Department of Ophthalmology, Yeungnam University College of Medicine, Daegu, South Korea.
Nune Eye Hospital, Daegu, South Korea.
Transl Vis Sci Technol. 2022 Feb 1;11(2):39. doi: 10.1167/tvst.11.2.39.
To develop an automated diabetic retinopathy (DR) staging system using optical coherence tomography angiography (OCTA) images with a convolutional neural network (CNN) and to verify the feasibility of the system.

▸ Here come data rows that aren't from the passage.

PR #6788, opened 2024-06-12
Add a remote authenticator

iain-macdonald:
**Related issues**: N/A


enterprise/server/remoteauth/remoteauth.go
```diff
@@ -0,0 +1,182 @@
...
+	"github.com/buildbuddy-io/buildbuddy/server/util/lru"
+	"github.com/buildbuddy-io/buildbuddy/server/util/status"
+	"google.golang.org/grpc"
+	"google.golang.org/grpc/metadata"
+
+	authpb "github.com/buildbuddy-io/buildbuddy/proto/auth"
+)
+
+const (
+	jwtCacheSize = 10_000
```
tylerwilliams, line 23: can you add a comment here so that if someone needed to change this they would have enough information to do so?

enterprise/server/remoteauth/remoteauth.go
```diff
@@ -0,0 +1,182 @@
...
+)
+
+var (
+	authHeaders = []string{authutil.APIKeyHeader}
+
+	remoteAuthTarget = flag.String("auth.remote_auth_target", "grpcs://remote.buildbuddy.dev", "The gRPC target of the remote authentication API.")
```
tylerwilliams, line 29: maybe we should default this to "" so that we don't end up with a situation where we're trying to auth between environments?

enterprise/server/remoteauth/remoteauth.go
```diff
@@ -0,0 +1,182 @@
...
+)
+
+func NewRemoteAuthenticator() (*RemoteAuthenticator, error) {
+	conn, err := grpc_client.DialSimpleWithoutPooling(*remoteAuthTarget)
```
tylerwilliams, line 33: pq no DialSimple?

enterprise/server/remoteauth/remoteauth.go
```diff
@@ -0,0 +1,182 @@
...
+
+func (a *RemoteAuthenticator) AuthenticatedHTTPContext(w http.ResponseWriter, r *http.Request) context.Context {
+	return r.Context()
+}
+
+func (a *RemoteAuthenticator) SSOEnabled() bool {
+	return false
+}
+
+func (a *RemoteAuthenticator) AuthenticatedGRPCContext(ctx context.Context) context.Context {
```
tylerwilliams, line 95: I keep staring at this thinking there's a way to simplify it but b/c "hashAuthHeaders" can return an error it's tough.

tylerwilliams (commented):
Few nits but I think this looks pretty good. We'll see what @Vadim thinks :) e

enterprise/server/remoteauth/remoteauth.go
```diff
@@ -0,0 +1,182 @@
...
+	key, err := hashAuthHeaders(ctx)
```
vadimberezniker, line 96: As discussed, I don't think we need the hashing today. I don't think it's adding any value today.

enterprise/server/remoteauth/remoteauth.go
vadimberezniker, line 1: as discussed, we need to make sure jwt auth also works for executors to be able to talk to the cache proxy

enterprise/server/remoteauth/remoteauth.go
```diff
@@ -0,0 +1,182 @@
...
+	if err != nil {
+		jwt, err := a.authenticate(ctx)
```
vadimberezniker, line 98: Why do we call authenticate here if hashAuthHeaders fails?

vadimberezniker (changes requested):

enterprise/server/remoteauth/remoteauth.go
iain-macdonald: Good call, done.

enterprise/server/remoteauth/remoteauth.go
iain-macdonald: Oh yeah, done.

enterprise/server/remoteauth/remoteauth.go
iain-macdonald: Just copied this from somewhere. Switched to DialSimple.

enterprise/server/remoteauth/remoteauth.go
iain-macdonald: Reworked this a bit to address Vadim's comments, so it's a bit simpler now but LMK what you think.

enterprise/server/remoteauth/remoteauth.go
iain-macdonald: SG, done.

enterprise/server/remoteauth/remoteauth.go
iain-macdonald: Added a flow for JWT pass-through and a comment to address verifying JWTs locally that I'll address as a follow-up.

enterprise/server/remoteauth/remoteauth.go
iain-macdonald: I just figured that was a safe backup, but switched it to just using ctx in that case.

enterprise/server/remoteauth/remoteauth.go
```diff
@@ -0,0 +1,189 @@
...
+	if found {
+		return context.WithValue(ctx, authutil.ContextTokenStringKey, jwt)
+	}
+	jwt, err := a.authenticate(ctx)
+	if err != nil {
+		log.Debugf("Error remotely authenticating: %s", err)
+		return ctx
+	}
+	a.cache.Add(key, jwt)
+	return context.WithValue(ctx, authutil.ContextTokenStringKey, jwt)
```
bduffany, line 121: there's `authutil.AuthContextWithError()` which might be the "correct" way to return an error from this func - e.g. oidc.go will call `AuthContextFromClaims` which use that func when there's an error

iain-macdonald: oh nice, switched!

vadimberezniker (approved):

enterprise/server/remoteauth/remoteauth.go
```diff
@@ -0,0 +1,208 @@
...
+func (a *RemoteAuthenticator) AuthenticatedHTTPContext(w http.ResponseWriter, r *http.Request) context.Context {
+	return r.Context()
+}
+
+func (a *RemoteAuthenticator) SSOEnabled() bool {
+	return false
+}
+
+func (a *RemoteAuthenticator) AuthenticatedGRPCContext(ctx context.Context) context.Context {
+	// Pass valid JWTs through as is.
```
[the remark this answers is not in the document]
iain-macdonald: Done

enterprise/server/remoteauth/remoteauth.go
```diff
@@ -0,0 +1,208 @@
...
+	return *resp.Jwt, nil
+}
+
+func getAPIKey(ctx context.Context) string {
+	return getLastMetadataValue(ctx, authutil.APIKeyHeader)
+}
+
+// Returns a valid JWT from the incoming RPC metadata, or an error an invalid
+// JWT is present, or an empty string and no error if no JWT is provided.
+func getValidJWT(ctx context.Context, claimsCache *claims.ClaimsCache) (string, error) {
```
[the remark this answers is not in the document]
iain-macdonald: Sure, done

enterprise/server/oidc/oidc.go
```diff
@@ -303,11 +302,11 @@ func newOpenIDAuthenticator(ctx context.Context, env environment.Env, oauthProvi
 	}
 
 	claimsFunc := claims.ParseClaims
-	if *claimsCacheTTL > 0 {
-		claimsCache, err := claims.NewClaimsCache(ctx, *claimsCacheTTL)
-		if err != nil {
-			return nil, err
-		}
+	claimsCache, err := claims.NewClaimsCache(ctx)
```
tylerwilliams, line 305: seems fine but in general if err is nil it's assumed that the value is safe to use, and in this case it's nil, so that's a little error prone. This is the only callsite I see, but can you make sure to add a comment on func NewClaimsCache that this may return nil?

tylerwilliams (approved):

server/util/claims/claims.go
```diff
@@ -336,7 +337,11 @@ type ClaimsCache struct {
 	lru interfaces.LRU[*Claims]
 }
 
-func NewClaimsCache(ctx context.Context, ttl time.Duration) (*ClaimsCache, error) {
+func NewClaimsCache(ctx context.Context) (*ClaimsCache, error) {
```
tylerwilliams, line 340: nit: can you remove ctx from here (and on up the chain) too?

tylerwilliams (approved):
lg w/ the 2 nits

enterprise/server/oidc/oidc.go
iain-macdonald: Done

server/util/claims/claims.go
iain-macdonald: Done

In this retrospective cross-sectional study, a total of 918 data sets of 3 × 3 mm2 OCTA images and 917 data sets of 6 × 6 mm2 OCTA images were obtained from 1118 eyes. A deep CNN and four traditional machine learning models were trained with annotations made by a retinal specialist based on ultra-widefield fluorescein angiography. Separately, the same images of the test data sets were independently graded by two human experts. The results of the CNN algorithm were compared with those of traditional machine learning-based classifiers and human experts.

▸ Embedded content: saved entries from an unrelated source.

PR #6790, opened 2024-06-12
[raft] nodeliveness: use a seperate mutex for stop

luluz66:
**Related issues**: buildbuddy-io/buildbuddy-internal#3496

The cancelFn in Release() is not run because it's waiting for the mutex held by
ensureValidLease. The purpose of the cancelFn was to make ensureValidLease exit
early so that it can release the lock.


tylerwilliams (approved):
looks ok but if we can I'd prefer we just remove Release and all this stuff entirely

luluz66:
Abandon in favor of https://github.com/buildbuddy-io/buildbuddy/pull/6791

PR #6791, opened 2024-06-12
[raft] nodeliveness: remove stop var and Release()

luluz66:
**Related issues**: https://github.com/buildbuddy-io/buildbuddy/pull/6790
The cancelFn in Release() is not run because it's waiting for the mutex held by
ensureValidLease. The purpose of the cancelFn was to make ensureValidLease exit
early so that it can release the lock.

Since Release() method is only used in store.Stop(); and we are not really using
the functionality of clearing the lease, change Release() to Stop() and only
call the cancelFn.

Remove stop var and use sync.Once.


tylerwilliams (approved):
LGTM, Approval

The proposed CNN achieved an accuracy of 0.728, a sensitivity of 0.675, a specificity of 0.944, an F1 score of 0.683, and a quadratic weighted κ of 0.908 for a six-level staging task, which were far superior to the results of traditional machine learning methods or human experts. The CNN algorithm showed a better performance using 6 × 6 mm2 rather than 3 × 3 mm2 sized OCTA images and using combined data rather than a separate OCTA layer alone.

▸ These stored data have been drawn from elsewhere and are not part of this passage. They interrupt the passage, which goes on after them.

PR #6793, opened 2024-06-12
build_event_handler: chunk event log by default

sluongng:
This is a saner default for folks with large Bazel build logs.
In some cases, it will prevent OOM in self-hosted OSS BuildBuddy.

Also fixed a minor typo in the next line.

### DIFF
--- a/server/build_event_protocol/build_event_handler/build_event_handler.go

CNN-based classification using OCTA images can provide reliable assistance to clinicians for DR classification.
This CNN algorithm can guide the clinical decision for invasive angiography or referrals to ophthalmology specialists, helping to create more efficient diagnostic workflow in primary care settings.
使用卷积神经网络(CNN)开发一种基于光相干断层扫描血管造影(OCTA)图像的自动化糖尿病视网膜病变(DR)分期系统,并验证该系统的可行性。
在这项回顾性的横断面研究中,共获得了 1118 只眼中的 918 个 3×3mm²OCTA 图像数据集和 917 个 6×6mm²OCTA 图像数据集。基于超广角荧光素血管造影,由一名视网膜专家对 OCTA 图像进行注释,利用深度 CNN 和四种传统机器学习模型对这些数据进行训练。然后,使用两个独立的人类专家对测试数据集的相同图像进行独立分级。将 CNN 算法的结果与传统基于机器学习的分类器和人类专家的结果进行比较。
提出的 CNN 算法在六级分期任务中的准确率为 0.728,灵敏度为 0.675,特异性为 0.944,F1 得分为 0.683,二次加权κ值为 0.908,远优于传统机器学习方法或人类专家的结果。与使用 3×3mm²大小的 OCTA 图像或单独 OCTA 层相比,使用 6×6mm²大小的 OCTA 图像和使用组合数据的 CNN 算法具有更好的性能。
基于 OCTA 图像的 CNN 分类可以为 DR 分类提供可靠的临床辅助。
马萨诸塞州眼耳医院,波士顿,美国。